Seats are also available at a higher price in the small first-class section. Scott McCartney tells how ongoing analysis changes the allocation of seats between each of the seven buckets in economy class:
In the weeks before each Chicago-Phoenix flight, American's yield management computers constantly adjust the number of seats in each bucket, taking into account tickets sold, historical rider ship patterns, and connecting passengers likely to use the route as one leg of a longer trip.
If advance bookings are slim, American adds seats to low-fare buckets. If business customers buy unrestricted fares earlier than expected, the yield management computer takes seats out of the discount buckets and preserves them for last-minutebookings that the database predicts will still show up.

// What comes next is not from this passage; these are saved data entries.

PR #9569, opened 2026-03-02
feat(BA-4765): Deprioritize agents with repeated session start failures

### LINKED ISSUE #9482: Deprioritize agents with repeated session start failures in scheduler
Background
When a specific agent repeatedly fails to start sessions (failed-to-start), the current scheduler only deprioritizes the session (DEPRIORITIZE_AMOUNT=10), not the agent. This causes the same failing agent to be selected again for subsequent scheduling attempts of similar workloads.

Scope
- Introduce per-agent failure counter tracking in the scheduler (e.g. failed-to-start count within a time window)
- Add threshold-based agent deprioritization/exclusion logic in agent selection strategies (concentrated, dispersed, etc.)
- Auto-recover agent priority after a cooldown period or successful session start
- Expose threshold/cooldown as scaling group configuration

Key Files
- manager/sokovan/scheduler/coordinator.py: _classify_failures()
- manager/sokovan/scheduler/handlers/lifecycle/deprioritize_sessions.py
- manager/sokovan/scheduler/provisioner/selectors/selector.py: AgentInfo
- manager/sokovan/scheduler/provisioner/provisioner.py: _allocate_workload()
- manager/data/agent/types.py: AgentStatus

JIRA Issue: BA-4765

jopemachine:
Resolves #9482 (BA-4765).

## Summary

- When a session fails to start on an agent (kernel creation RPC failure, image pull timeout, etc.), the scheduler now records those agents in Valkey and avoids selecting them on retry
- Failed agent tracking is **per-session scoped** — other sessions are unaffected and can still use those agents
- Uses Valkey SET with 1-hour TTL for automatic cleanup, requiring no DB migration

## Two Deprioritization Mechanisms (and Why Both Are Needed)

This PR introduces agent-level deprioritization, which is orthogonal to the existing session-level `DEPRIORITIZING` status:

| | Existing `DEPRIORITIZING` | This PR (agent-level) |
|---|---|---|
| **Acts on** | Session priority relative to other sessions | Specific agent × session combinations |
| **Mechanism** | Lowers `session.priority` score | Records failed agent IDs in Valkey |
| **Triggered when** | Session can't be scheduled at all (resource shortage) | Kernel start fails on a specific agent |
| **Effect** | Session is pushed behind other sessions in the queue | Provisioner skips the failed agent and tries another |

Without this PR, a session that fails to start on Agent X would go back to PENDING and the provisioner could select Agent X again — causing a failure loop. The `DEPRIORITIZING` status alone doesn't help here because it only controls scheduling order between sessions, not which agent is picked for a given session.

## Relationship to Concentrated / Dispersed Scheduling Policies

Failed agent filtering and the concentrated/dispersed placement policies are **independent concerns** that operate sequentially within a single agent selection call:

```
For each kernel in the session:
  1. Architecture filter    → arch_compatible_trackers
  2. Resource availability  → compatible_trackers
  3. Failed agent filter    → candidate_trackers   ← this PR
  4. Concentrated/Dispersed strategy               ← placement policy
```

- **Failed agent filtering** decides *which agents enter the candidate pool*
- **Concentrated/Dispersed** decides *how to pick from that pool*

For multi-kernel cluster sessions, each kernel goes through this pipeline in sequence. After each selection, the chosen agent's remaining resources are updated via a diff tracker, so subsequent kernel selections see the updated state. The placement policy then operates on the already-narrowed candidate pool for each kernel.

## How It Works

1. **Recording failures:** Two recording points capture failed agents:
   - **Launcher** (`_start_single_session`): after `asyncio.gather` returns, identifies agents with failed kernel creation RPCs
   - **Coordinator** (`_apply_kernel_pending_resets`): before resetting kernels to PENDING (timeout path), queries current agent assignments and records them

2. **Loading at scheduling time:** The provisioner loads each session's failed agents from Valkey (`session:failed_agents:{session_id}`) and attaches them to `SessionWorkload.failed_agent_ids`

3. **Filtering in agent selection:** The selector adds a third filtering pass that removes previously-failed agents from the compatible list. If **all** compatible agents have failed, the filter is skipped to avoid blocking scheduling entirely

### DIFF
--- a/src/ai/backend/common/clients/valkey_client/valkey_schedule/client.py
+++ b/src/ai/backend/common/clients/valkey_client/valkey_schedule/client.py
@@ -387,6 +387,9 @@ class ValkeyScheduleClient:
         for session_id in session_ids:
             batch.smembers(self._get_session_failed_agents_key(session_id))
         batch_result = await self._client.client.exec(batch, raise_on_error=True)
+        # batch_result is None only for atomic batches (transactions) when a WATCH-guarded key
+        # was modified before EXEC — non-atomic pipelines (is_atomic=False) never return None.
+        # This guard is kept for defensive typing since exec() is annotated Optional[List[...]].
         if batch_result is None:
             return [frozenset() for _ in session_ids]
         return [
--- a/src/ai/backend/manager/sokovan/scheduler/provisioner/selectors/selector.py
+++ b/src/ai/backend/manager/sokovan/scheduler/provisioner/selectors/selector.py
@@ -7,6 +7,7 @@ the row-based implementation details of the legacy selectors.
 
 from __future__ import annotations
 
+import logging
 from abc import ABC, abstractmethod
 from collections import defaultdict
 from collections.abc import Mapping, Sequence
@@ -22,6 +23,7 @@ from ai.backend.common.types import (
     SessionId,
     SessionTypes,
 )
+from ai.backend.logging.utils import BraceStyleAdapter
 
 from .exceptions import (
     ContainerLimitExceededError,
@@ -33,6 +35,8 @@ from .exceptions import (
 if TYPE_CHECKING:
     from ai.backend.manager.repositories.scheduler.types.agent import AgentMeta
     from ai.backend.manager.sokovan.data import AgentOccupancy
+
+log = BraceStyleAdapter(logging.getLogger(__spec__.name))
 
 
 @dataclass
@@ -449,7 +453,25 @@ class AgentSelector:
                 if tracker.original_agent.agent_id not in criteria.failed_agent_ids
             ]
             if non_failed:
+                excluded = [
+                    tracker.original_agent.agent_id
+                    for tracker in compatible_trackers
+                    if tracker.original_agent.agent_id in criteria.failed_agent_ids
+                ]
+                log.debug(
+                    "failed-agent filter(session:{}): excluding {} → candidates: {}",
+                    criteria.session_metadata.session_id,
+                    excluded,
+                    [tracker.original_agent.agent_id for tracker in non_failed],
+                )
                 candidate_trackers = non_failed
+            else:
+                log.debug(
+                    "failed-agent filter(session:{}): all {} compatible agents have failed, "
+                    "skipping filter to avoid blocking",
+                    criteria.session_metadata.session_id,
+                    len(compatible_trackers),
+                )
             # If ALL compatible agents have failed, keep all of them to avoid blocking
 
         # Use strategy to select from candidates
--- a/src/ai/backend/manager/repositories/scheduler/db_source/db_source.py
+++ b/src/ai/backend/manager/repositories/scheduler/db_source/db_source.py
@@ -2286,7 +2286,7 @@ class ScheduleDBSource:
             result = await db_sess.execute(stmt)
             return cast(CursorResult[Any], result).rowcount
 
-    async def get_kernel_agent_ids_for_sessions(
+    async def get_agent_ids_for_sessions(
         self, session_ids: list[SessionId]
     ) -> dict[SessionId, list[AgentId]]:
         """
--- a/src/ai/backend/manager/repositories/scheduler/repository.py
+++ b/src/ai/backend/manager/repositories/scheduler/repository.py
@@ -502,11 +502,11 @@ class SchedulerRepository:
         return await self._db_source.update_kernel_status_terminated(kernel_id, reason, exit_code)
 
     @scheduler_repository_resilience.apply()
-    async def get_kernel_agent_ids_for_sessions(
+    async def get_agent_ids_for_sessions(
         self, session_ids: list[SessionId]
     ) -> dict[SessionId, list[AgentId]]:
         """Get agent IDs assigned to kernels for the given sessions."""
-        return await self._db_source.get_kernel_agent_ids_for_sessions(session_ids)
+        return await self._db_source.get_agent_ids_for_sessions(session_ids)
 
     @scheduler_repository_resilience.apply()
     async def reset_kernels_to_pending_for_sessions(
--- a/src/ai/backend/manager/sokovan/scheduler/coordinator.py
+++ b/src/ai/backend/manager/sokovan/scheduler/coordinator.py
@@ -1270,7 +1270,7 @@ class ScheduleCoordinator:
 
         # Record current agent assignments before they are cleared by the reset.
         # This is best-effort: Valkey issues must not block kernel resets.
-        agent_ids_by_session = await self._repository.get_kernel_agent_ids_for_sessions(session_ids)
+        agent_ids_by_session = await self._repository.get_agent_ids_for_sessions(session_ids)
         record_sessions: list[SessionId] = []
         record_tasks: list[Awaitable[None]] = []
         for session_id, agent_ids in agent_ids_by_session.items():


jopemachine (commented):
## Code Review: Agent Deprioritization on Session Start Failures

Overall this is a well-structured feature with clean separation between recording, loading, and filtering. The Valkey-based approach with TTL cleanup is a good design choice. However, I found a few issues that should be addressed before merging.

### Findings Summary

| # | Severity | File | Issue |
|---|----------|------|-------|
| 1 | **HIGH** | `selector.py` | Deprioritization pass filters out designated agents, causing false `NoAvailableAgentError` |
| 2 | **MEDIUM** | `provisioner.py` | Sequential Valkey round-trips for N pending sessions (O(N) latency) |
| 3 | **MEDIUM** | `client.py` | `clear_session_failed_agents` defined but never called |
| 4 | **LOW** | tests | Minimal test coverage for new logic paths |

Details are posted as inline comments below.

src/ai/backend/manager/sokovan/scheduler/provisioner/selectors/selector.py
```diff
@@ -421,6 +423,17 @@ async def _select_agent_tracker_for_requirements(
...
+        # Third pass: deprioritize agents that previously failed for this session
+        if criteria.failed_agent_ids:
+            non_failed = [
+                t
+                for t in compatible_trackers
+                if t.original_agent.agent_id not in criteria.failed_agent_ids
+            ]
+            if non_failed:
+                compatible_trackers = non_failed
+            # If ALL compatible agents have failed, keep all of them to avoid blocking
```
jopemachine: **[HIGH] Deprioritization pass can filter out designated agents, causing false `NoAvailableAgentError`**

The "third pass" that removes failed agents from `compatible_trackers` is executed **before** the designated agent check (line 438). If a superadmin explicitly designates an agent for a session, and that agent previously failed, the deprioritization pass removes it from the list. The designated agent check then iterates only over the filtered `compatible_trackers` and raises `NoAvailableAgentError` because the designated agent is gone.

**Reproduction scenario:**
1. Session S is assigned to designated agent A
2. Agent A fails (kernel creation RPC timeout)
3. Session S goes back to PENDING, agent A is recorded as failed in Valkey
4. On retry, the scheduler loads `failed_agent_ids = {A}`
5. Third pass removes agent A from `compatible_trackers`
6. Designated agent check cannot find A -> raises `NoAvailableAgentError`
7. Session is permanently stuck despite the superadmin's explicit agent designation

**Suggested fix:** Move the designated agent check **before** the deprioritization pass:

```python
# Handle designated agent FIRST (user's explicit choice takes precedence)
if designated_agent_ids:
    for tracker in compatible_trackers:
        if tracker.original_agent.agent_id in designated_agent_ids:
            return tracker
    # ... existing error handling ...

# THEN deprioritize for non-designated sessions
if criteria.failed_agent_ids:
    non_failed = [
        t for t in compatible_trackers
        if t.original_agent.agent_id not in criteria.failed_agent_ids
    ]
    if non_failed:
        compatible_trackers = non_failed
```

src/ai/backend/manager/sokovan/scheduler/provisioner/provisioner.py
```diff
@@ -172,9 +173,18 @@ async def schedule_scaling_group(
...
             session.to_session_workload() for session in scheduling_data.pending_sessions.sessions
         ]
+
+        # Load per-session failed agents from Valkey for retry deprioritization
+        workloads: list[SessionWorkload] = []
+        for wl in base_workloads:
+            failed_agents = await self._valkey_schedule.get_session_failed_agents(wl.session_id)
+            if failed_agents:
+                wl = dataclasses.replace(wl, failed_agent_ids=failed_agents)
+            workloads.append(wl)
```
jopemachine: **[MEDIUM] Sequential Valkey round-trips for N pending sessions adds O(N) latency to scheduling loop**

This loop makes N sequential `await` calls to Valkey, one per pending session. In production with large queues (100+ pending sessions), this adds significant latency to the scheduling hot path. Each round-trip is ~0.1-1ms over the network, so 100 sessions could add 10-100ms of pure network wait time.

**Suggested fix:** Use `asyncio.gather` to parallelize:

```python
# Load per-session failed agents from Valkey for retry deprioritization
failed_agents_list = await asyncio.gather(*[
    self._valkey_schedule.get_session_failed_agents(wl.session_id)
    for wl in base_workloads
])
workloads = [
    dataclasses.replace(wl, failed_agent_ids=fa) if fa else wl
    for wl, fa in zip(base_workloads, failed_agents_list, strict=True)
]
```

Or even better, consider a batch Valkey pipeline approach using `Batch` (similar to `get_queue_positions` in the same client) to reduce this to a single round-trip.

src/ai/backend/common/clients/valkey_client/valkey_schedule/client.py
```diff
@@ -334,6 +335,65 @@ async def get_queue_positions(self, session_ids: Sequence[SessionId]) -> list[in
...
+
+    @valkey_schedule_resilience.apply()
+    async def clear_session_failed_agents(self, session_id: SessionId) -> None:
+        """
+        Clear the failed agents record for a specific session.
+
+        :param session_id: The session to clear
+        """
+        key = self._get_session_failed_agents_key(session_id)
+        await self._client.client.delete([key])
```
jopemachine: **[MEDIUM] `clear_session_failed_agents` is defined but never called anywhere in the codebase**

While the TTL (1 hour) provides eventual cleanup, there is no explicit cleanup when a session successfully starts. This means stale failure data persists for up to 1 hour after a successful retry.

Consider either:
- Adding a call to `clear_session_failed_agents` on successful session start in the launcher (after verifying all `asyncio.gather` results succeeded)
- Or removing the dead method and documenting that TTL-based cleanup is the intentional design choice (to avoid the extra Valkey call on the happy path)

tests/unit/manager/sokovan/scheduler/provisioner/test_provisioner.py
```diff
@@ -227,6 +227,7 @@ def test_provisioner(
     """Create SessionProvisioner with mock dependencies."""
     valkey_schedule = MagicMock()
     valkey_schedule.set_pending_queue = AsyncMock(return_value=None)
```
jopemachine, line 229: **[LOW] Minimal test coverage for new logic paths**

The only test change is adding a mock return value to prevent existing tests from breaking. No new tests are added for:

1. **Selector deprioritization logic**: The "third pass" has multiple code paths (some agents failed, all agents failed fallback, interaction with designated agents) that are untested.
2. **Valkey client methods**: `record_session_failed_agents`, `get_session_failed_agents`, and `clear_session_failed_agents` have no unit tests.
3. **Provisioner integration**: Loading of failed agents from Valkey and attachment to `SessionWorkload` is untested.

Consider adding at least:
- A selector test where `failed_agent_ids` is non-empty and verifies the correct agent is selected
- A selector test where **all** compatible agents are in `failed_agent_ids` and verifies the fallback behavior (all agents kept)
- A selector test with both `failed_agent_ids` and `designated_agent_ids` to verify the interaction (this would catch the HIGH issue above)

jopemachine:
> Wouldn't it be better to store the agent priority in the database rather than working with Redis?

I considered treating agent priority as a kind of ephemeral cache and storing it in Redis. What would be the advantages of storing it in the database instead? @HyeockJinKim

PR #9571, opened 2026-03-02
fix: default group gid in AccountManagerConfig

Lubov66:


Lubov66:
CI fails in assign-pr-number with Input required and not supplied: token for actions/checkout@v6.

Seems unrelated to this PR. Should I patch the workflow?

HyeockJinKim:
It appears to be a CI issue, and since the PR itself seems fine, I will merge it. cc @fregataa

PR #9578, opened 2026-03-03
test(BA-4827): Add unit tests for SSH stage provisioners

seedspirit:
## Summary
- Follow up of BA-3128 (#8783), adding unit tests in ssh provisioners
- Add unit tests for SSH stage provisioner classes (`SSHProvisioner`, `ContainerSSHProvisioner`) in `src/ai/backend/agent/stage/kernel_lifecycle/docker/`
- Tests cover UID/GID override priority, UID_MATCH feature behavior, root vs non-root chown, SSH keypair file creation with permissions, port mapping, container SSH dir setup, existing `id_rsa` skip logic, and `.ssh` mount detection
- Uses `tmp_path` and `unittest.mock.patch(os.geteuid)` — no Docker infrastructure required

## Test plan
- [x] All unit tests pass locally via `pants test`
- [x] `pants fmt`, `pants fix`, `pants lint` all pass
- [ ] CI pipeline passes

Resolves BA-4827

### DIFF
--- a/tests/unit/agent/stage/kernel_lifecycle/docker/test_ssh_provisioners.py
+++ b/tests/unit/agent/stage/kernel_lifecycle/docker/test_ssh_provisioners.py
@@ -194,11 +194,13 @@ class TestSSHProvisionerWriteConfigFunc:
 
 
 class TestContainerSSHProvisioner:
-    _DEFAULT_AGENT_CONFIG = AgentConfig(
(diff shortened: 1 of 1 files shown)


fregataa (commented):
Do the test create a real path and file or just mock?

seedspirit:
@fregataa Test use pytest's `tmp_path` which create unique real path per test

With 69 of 125 coach seats already sold four weeks before one recent departure of Flight 2015, American's computer began to limit the number of seats in lower-priced buckets. A week later, it totally shut off sales for the bottom three buckets, priced $300 or less. To a Chicago customer looking for a cheap seat, the flight was "sold out."
One day before departure, with 130 passengers booked for the 125-seat flight, American still offered five seats at full fare because its computer database indicated 10 passengers were likely not to show up or take otherflights. Flight 2015 departed full and no one was bumped.